Restate the listing below with no word altered.

--- --- ---

PR #1541, opened 2019-03-11
Add SFType and SFVersion to Accounts

macrael:
## Description
* Add two new columns to the accounts table
  * there is a default value that is then unset to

--- --- ---

Response to the task:
PR #1541, opened 2019-03-11
Add SFType and SFVersion to Accounts

macrael:
## Description
* Add two new columns to the accounts table
  * there is a default value that is then unset to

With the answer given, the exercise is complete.